The most prominent changes of ventilatory parameters during pneumoperitoneum in children have been reported as the significant increases in peak airway pressure with simultaneous decrease in lung compliance. ¹ Wedgewood and Doyle ¹ reported 28% decrease in the lung compliance after head down tilt and CO₂ insufflation during VCV, which is consistent with the results of this study. Their result was comparable to our results. In this study, Cdyn decreased by 29% in the VCV group and 25% in the PCV group after head down tilt and CO₂ insufflation.

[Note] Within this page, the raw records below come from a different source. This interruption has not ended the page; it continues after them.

PR #514, opened 2019-07-19
shell: improve zsh hook

laggardkernel:
Prepend but not append `_direnv_hook` to make sure environment variables are changed before any other hooks, in case the vars are used by other hooks. This is what bash does with `PROMPT_COMMAND` in `shell_bash.go`.

Besides, add `_direnv_hook` into `chpwd` hook, which is triggered once working dir is changed by ZLE widget but not command `cd` in ZSH.

### DIFF
--- a/shell_zsh.go
+++ b/shell_zsh.go
@@ -11,7 +11,11 @@ _direnv_hook() {
 }
 typeset -ag precmd_functions;
 if [[ -z ${precmd_functions[(r)_direnv_hook]} ]]; then
-  precmd_functions+=_direnv_hook;
+  precmd_functions=( _direnv_hook ${precmd_functions[@]} )
+fi
+typeset -ag chpwd_functions;
+if [[ -z ${chpwd_functions[(r)_direnv_hook]} ]]; then
+  chpwd_functions=( _direnv_hook ${chpwd_functions[@]} )
 fi
 `
 


zimbatm:
The first part is legit.

The second part I don't know because I don't know enough about `chpwd`. Isn't the path always changed before showing a new prompt?

laggardkernel:
> Isn't the path always changed before showing a new prompt?

@zimbatm No. `precmd` is triggered on prompt rendering. `chpwd` is triggered once working directory is changed. And the `precmd` is NOT triggered when working dir is changed by a **ZLE widget**, like [this one](https://github.com/urbainvaes/fzf-marks/blob/master/fzf-marks.plugin.zsh#L159).

[9.3 Special Functions fronm zsh manual](http://zsh.sourceforge.net/Doc/Release/Functions.html)
> chpwd
>     Executed whenever the current working directory is changed.
> 
> precmd
>     Executed before each prompt. Note that precommand functions are not re-executed simply because the command line is redrawn, as happens, for example, when a notification about an exiting job is displayed.

In my opinion, `chpwd` is what we really need, `precmd` may be redundant in this situation. Cause `cd <path>` triggers `chpwd` as well. The reason I keep it hooked on `precmd` is that, the prompt function may use variables `export`ed by `direnv`, I need to make sure the variables are set before the prompt function by prepending `_direnv_hook` before it.

In my case, `PYENV_VERSION` is set in `.envrc`, and the prompt function `prompt_spaceship_precmd` uses this var to display the python environment.

In bash, `PROMPT_COMMAND` is equivalent to `precmd`. There's no `chpwd` equivalent in Bash. Fish's event `fish_prompt` is equivalent to zsh's `precmd`, there's no `chpwd` equivalent either.

zimbatm:
awesome, thanks for the explanation!

Yeah I think we need both for direnv to work as expected. For example if the `.envrc` is changed, the user should get a reload on the next prompt even if the current directory is not changed.

shell_zsh.go
```diff
@@ -11,7 +11,11 @@ _direnv_hook() {
 }
 typeset -ag precmd_functions;
 if [[ -z ${precmd_functions[(r)_direnv_hook]} ]]; then
```
zimbatm: just thinking about it; if _direnv_hook is already in the array, it should be removed and pushed back. That way it would increase the likelihood that _direnv_hook is in the front of the array.

laggardkernel: An easy solution would be defining the hook function with `typeset -agU precmd_functions`. This forces only the 1st occurrence of an item is kept in the array.

```zsh
typeset -ag precmd_functions
# re-prepend the item into the array
precmd_functions=( _direnv_hook ${precmd_functions[@]} )
```

But do we really need it? Most users init `direnv` with `eval "$(direnv hook zsh)"`.  I don't think a common user will meddle with `precmd` hook manually. The code here is enough to make sure `_direnv_hook` is hooked on `precmd` 1st.

zimbatm: It would be an improvement but not part of the original PR's intent so leaving it for now. Thanks!

vincentbernat:
I am only using chpwd and it seems it is enough to make environment variables available for the prompt. Maybe we could remove precmd (which is far more expensive)?

PR #524, opened 2019-10-07
Watch more than one file at a time.

allenap:
The rationale is that when watching a large number of files it can take a noticeable amount of time to add all the watches.

This also removes the code that replaces leading tildes with `$HOME` on the filename passed to watch_file. A leading tilde is typically replaced by the shell. By doing it a second time it complicates watching files that do actually begin with a tilde. But I'm happy to put it back in (and make it work for multiple files) if removing it is a blocker.

### DIFF
--- a/CHANGELOG.md
+++ b/CHANGELOG.md
@@ -1,3 +1,7 @@
+UNRELEASED
+==========
+
+  * CHANGE: Watch multiple files in a single invocation of `watch_file` / `direnv watch`.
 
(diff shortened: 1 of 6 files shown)


zimbatm:
thanks, great work on this PR

zimbatm:
I also agree about the tilda replacement. Hopefully it won't break too many existing scripts.

allenap:
@zimbatm Thanks!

Beside its effect on the lung mechanics, pneumoperitoneum may influence cardiac performance through transmission of the intra-abdominal pressure to the intrathoracic cavity. Huettemann and collegues ³ have demonstrated a significant decrease in septal wall motion and fractional shortening with an intra-abdominal pressure of 12 mmHg under VCV with 5 cm PEEP in children. They suspected nonuniform transmission of the increased intrathoracic pressure to the left ventricle as the most likely cause but other factors such as lung compliance, ventricular function and filling status were also considered. As the dynamic compliance was lower during VCV in this study, PCV may have some beneficial effect on left ventricular wall motion during pneumoperitoneum. However, further study is needed to elucidate the effect of ventilatory mode on left ventricle wall motion during pneumoperitoneum in children. One of the limitations of this study is the age range of patients included in this study. The age ranged from 3 to 14 years, which is too large to apply the result of this study to small children. Further study excluding adolescent patients would have given more valuable information on the optimal ventilation mode during laparoscopy in small children.

Conclusions

During laparoscopy, mean airway pressure and dynamic compliance were significantly higher during PCV with 5 cm H₂O PEEP compared with that in VCV with 5 cm H₂O PEEP. As there were no differences in other ventilatory parameters and oxygen saturation, both VCV and PCV can be used safely in children undergoing laparoscopic surgery.